Discoverability, on the other hand, is about things you don’t know that you don’t know. And search engines are notoriously bad at that. Sure, you might get a better spelling or a search result might show you something related, but if you’re trying to find out how to use your microkernel architecture to process millions of queries per second you’re unlikely to find anything about how a distributed microservice might be a better choice. If you know a little bit more about the problem space you can use a search engine, but it’s harder. You need to change your thinking and search for architectural patterns, and then dig in from there. And that’s if you know the domain.

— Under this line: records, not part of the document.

PR #2675, opened 2022-08-26
Fulltext implementation using Bleve

S7evinK:
Based on #2480

This actually indexes events based on their event type. They are removed from the index if we receive a `m.room.redaction` event on the `OutputRoomEvent` stream.
An admin endpoint is added to reindex all existing events.

Todo:
[ ] Pagination
[ ] Fix grouping (iirc)


neilalexander (approved):
Overall this look OK to me!

PR #2678, opened 2022-08-26
Fix race condition in monitor API

brianathere:
Signed-off-by: Brian Meek <brian@hntlabs.com>

Fix race condition in monitor API


S7evinK:
Should be fixed by #2679 now. If you're still seeing a race, feel free to re-open.
(Also: Didn't know you can build/install with `-race` enabled, so thanks :) )

PR #2687, opened 2022-08-31
Refactor appservices component

neilalexander:
This PR refactors the app services component. It makes the following changes:

* Each appservice now gets its own NATS JetStream consumer
* The appservice database is now removed entirely, since we just use JetStream as a data source instead
* The entire component is now much simpler and we deleted lots of lines of code 💅

The result is that it should be much lighter and hopefully much more performant.


appservice/consumers/roomserver.go
```diff
@@ -33,178 +37,192 @@ import (
...
+}
+
+// backoff pauses the calling goroutine for a 2^some backoff exponent seconds
+func (s *appserviceState) backoffAndPause(err error) error {
+	if s.backoff < 6 {
+		s.backoff++
+	}
+	duration := time.Second * time.Duration(math.Pow(2, float64(s.backoff)))
+	log.WithField("appservice", s.ID).WithError(err).Errorf("Unable to send transaction to appservice, backing off for %s", duration.String())
+	time.Sleep(duration)
```
S7evinK, line 211: Can we actually sleep here?

appservice/consumers/roomserver.go
```diff
@@ -33,178 +37,192 @@ import (
...
-		log.WithFields(log.Fields{
-			"room_id": event.RoomID(),
-		}).WithError(err).Errorf("Unable to get membership for room")
+	// If the response was fine then we can clear any backoffs in place and
+	// report that everything was OK. Otherwise, back off for a while.
+	switch resp.StatusCode {
+	case http.StatusOK:
+		state.backoff = 0
+	default:
+		_ = state.backoffAndPause(err)
```
S7evinK, line 199: We should return a new error here, as this will fall through and return nil. Resulting in "losing" those events, if I see that correctly. (line 157 would be `true`)

S7evinK (approved):
Besides the comments, LGTM!

appservice/consumers/roomserver.go
neilalexander: Yes, because each appservice has its own consumer and therefore worker goroutine, so this effectively just blocks the worker for that single appservice for a while.

PR #2688, opened 2022-08-31
Refactor notifications

S7evinK:
This PR changes the handling of notifications
- removes the `StreamEvent` and `ReadUpdate` stream
- listens on the `OutputRoomEvent` stream in the UserAPI to inform the SyncAPI about unread notifications
- listens on the `OutputReceiptEvent` stream in the UserAPI to set receipts/update notifications
- sets the `read_markers` directly from within the internal UserAPI

### DIFF
--- a/userapi/storage/postgres/pusher_table.go
+++ b/userapi/storage/postgres/pusher_table.go
@@ -19,11 +19,12 @@ import (
 	"database/sql"
 	"encoding/json"
 
+	"github.com/sirupsen/logrus"
+
 	"github.com/matrix-org/dendrite/internal"
 	"github.com/matrix-org/dendrite/internal/sqlutil"
 	"github.com/matrix-org/dendrite/userapi/api"
 	"github.com/matrix-org/dendrite/userapi/storage/tables"
-	"github.com/sirupsen/logrus"
 )
 
 // See https://matrix.org/docs/spec/client_server/r0.6.1#get-matrix-client-r0-pushers
@@ -136,7 +137,7 @@ func (s *pushersStatements) SelectPushers(
 		pushers = append(pushers, pusher)
 	}
 
-	logrus.Debugf("Database returned %d pushers", len(pushers))
+	logrus.Tracef("Database returned %d pushers", len(pushers))
 	return pushers, rows.Err()
 }
 
--- a/userapi/storage/sqlite3/pusher_table.go
+++ b/userapi/storage/sqlite3/pusher_table.go
@@ -19,11 +19,12 @@ import (
 	"database/sql"
 	"encoding/json"
 
+	"github.com/sirupsen/logrus"
+
 	"github.com/matrix-org/dendrite/internal"
 	"github.com/matrix-org/dendrite/internal/sqlutil"
 	"github.com/matrix-org/dendrite/userapi/api"
 	"github.com/matrix-org/dendrite/userapi/storage/tables"
-	"github.com/sirupsen/logrus"
 )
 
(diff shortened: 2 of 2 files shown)


texuf:
What is this refactor trying to solve or achieve? I don't see a linked issue. I personally see two problems with the sync
- the notifications and rooms have different stream positions, but we only send notifications to the client when there happen to be updates to both (almost never because of the way the threads line up) and we end up sending 0, 0 notification numbers when a different number exists in the sync db
- you can't clear old notifications because we clean up the user notification db, but rely on the existence of a specific eventId in that db to forward on a message to the sync db where we store the aggregate.

I fixed both here, https://github.com/matrix-org/dendrite/pull/2701/files, but I'm lacking a lot of the bigger picture. I would love to hear your feedback on these two issues and understand what else you're trying to fix.

S7evinK:
It's basically trying to solve the same issue you are trying to, that the notification counts are not getting updated "in time"/correctly.
The reason for this still being a draft is, that there's still something odd with clearing notifications, like you've mentioned. Good catch with the `updated` check, will see if that works better here.

With this PR the different stream positions would "disappear", there would only be one in the SyncAPI.

syncapi/storage/sqlite3/notification_data_table.go
```diff
@@ -81,20 +82,26 @@ func (r *notificationDataStatements) UpsertRoomUnreadCounts(ctx context.Context,
 	return
 }
 
-func (r *notificationDataStatements) SelectUserUnreadCounts(ctx context.Context, txn *sql.Tx, userID string, fromExcl, toIncl types.StreamPosition) (map[string]*eventutil.NotificationData, error) {
-	rows, err := sqlutil.TxStmt(txn, r.selectUserUnreadCounts).QueryContext(ctx, userID, fromExcl, toIncl)
+func (r *notificationDataStatements) SelectUnserUnreadCountsForRooms(
```
neilalexander, line 85: Please correct the spelling `Unser` -> `User`.

userapi/consumers/roomserver.go
```diff
@@ -129,7 +137,7 @@ func (s *OutputStreamEventConsumer) processMessage(ctx context.Context, event *g
 		"room_id":     event.RoomID(),
 		"num_members": len(members),
 		"room_size":   roomSize,
-	}).Tracef("Notifying members")
+	}).Debugf("Notifying members")
```
neilalexander, line 140: Can we pop this back to `Tracef` please?

userapi/consumers/roomserver.go
```diff
@@ -447,7 +455,7 @@ func (s *OutputStreamEventConsumer) evaluatePushRules(ctx context.Context, event
 		"room_id":   event.RoomID(),
 		"localpart": mem.Localpart,
 		"rule_id":   rule.RuleID,
-	}).Tracef("Matched a push rule")
+	}).Debugf("Matched a push rule")
```
neilalexander, line 458: Same here, as well as some other places.

neilalexander (approved):
I think this looks OK aside from one or two minor cosmetic things.

texuf:
I'm seeing tons of `sql: converting argument $1 type: unsupported type []interface {}, a slice of interface` after merging this pr, 
```
level=error msg="GetUserUnreadNotificationCountsForRooms failed" device_id=JVIH5pVr error="sql: converting argument $1 type: unsupported type []interface {}, a slice of interface" limit=20"
```

Is this something I've messed up locally?

texuf:
Wow this is really broken, I'll put up a PR.

PR #963, opened 2019-10-28
Correct Player id handling in Player React

flovo:
The joseki code is using -1 as fallback userid.

The changes I made earlier to [Player.tsx](https://github.com/flovo/online-go.com/blob/e7ca023e62d71641381f5355e9aeaa556798df49/src/components/Player/Player.tsx) caused notpositive ids to be interpreted as usernames and tried to fetch users with that name (what luckily failed).

This pr restores the original 'do nothing' behavior for invalid (not positive) userids again.


anoek:
Cool, thanks for the fix!

PR #964, opened 2019-10-28
Allow user to select filters that don't have tags included. 

GreenAsJade:
**Requires server 5e5aecbb**

Folk have been saying they want to search by source alone, etc.

Fair enough too.

This change lets them do that.   

If we get bazillions more sequences, there may be performance issues to be fine tuned.  Worst case scenario will be  "to get better performance, select a tag to filter by".


anoek:
Nice, thanks!

PR #977, opened 2019-11-04
Fix game history speed icon for no timelimit

flovo:
Games with no time limit (`time_per_move===0`) were accidentally shown as blitz games in the game history on the profile page. This pr should fix it, showing it as correspondence.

Or consider your IDE. Both VSCode the various JetBrains IDEs do a good job of both making it easy to find the functionality you’re looking for with hierarchical menus, context menus, and a search mechanism and the make it easy to discover keyboard shortcuts and related commands/options though advertising them and grouping things. Vim, on the other hand, has an OK search engine, butt if you don’t know what you’re looking for it’s almost impossible to discover.

So why should you care? You should care because it applies not just to IDEs and search engines, but also to libraries, APIs, and pub-sub systems. We talk to our customers/users a lot and understand what they want/need. We use that information to build the things that provide the most value to them. If there were more valuable things to build we’d build them instead. But unless our customers/users know about what we’ve done and use it then we’ve wasted time. Sure, you could assume that since they asked for it 3 months ago they’ll notice when it suddenly appears, but really, they’re busy to and probably won’t. So make it not just findable, but discoverable. How you make something discoverable is a different topic for later

by Leon Rosenshein

I've got you covered

Code coverage is important. If you haven’t exercised your code then you don’t know if it works. If you don’t know it works, how can you be done?

So code coverage is important. If all your code is covered by your unit tests you can feel pretty confident that your code does what you think it does. Test Driven Development (TDD) is a good way to approach it. Figure out what you want your code to do. Write the tests that validate it does those things. Then write just enough code to make sure all the tests pass. Do that well and you’ve got 100% code coverage.

And that means your code is perfect and you can turn off your alerting, right? Wrong. For one thing, 100% code coverage and passing tests means that all of your code is executed by the tests. It doesn’t say anything about the correctness of the code, Consider this bit of pseudo-code

func area(length int, width int) int {
 return length * length
}

func test_Area() {
  length = 2
  width = 2
  result_area = area(length, width)
  assert_equal(result_area, length * width)
}

100% coverage, all tests pass, and it’s wrong. So code coverage isn’t everything.

But you could argue that in this case the problem isn’t that coverage isn’t the problem, it’s that the test is wrong. You’d be correct, but writing tests to check the tests has no end.

Then there’s the issue of side effects. Everything does what you expect in isolation, but does it do so in concert? Do you have enough tests to cover the side effects? Your method to add to the global list does so, but is there another bit of code that has cached a copy of the global list and is now going to do the wrong thing? In this case each of the tests is correct, but there’s an interaction you haven’t tested.

Then there’s the whole world of integration. Each piece of code does exactly what it should. No less, and no more. But when you put them together you get some kind of non-linear response or positive feedback loop.

All of which is to say, code coverage is important. You can’t be sure you’re right without it. But don’t confuse a necessary component with a sufficient one.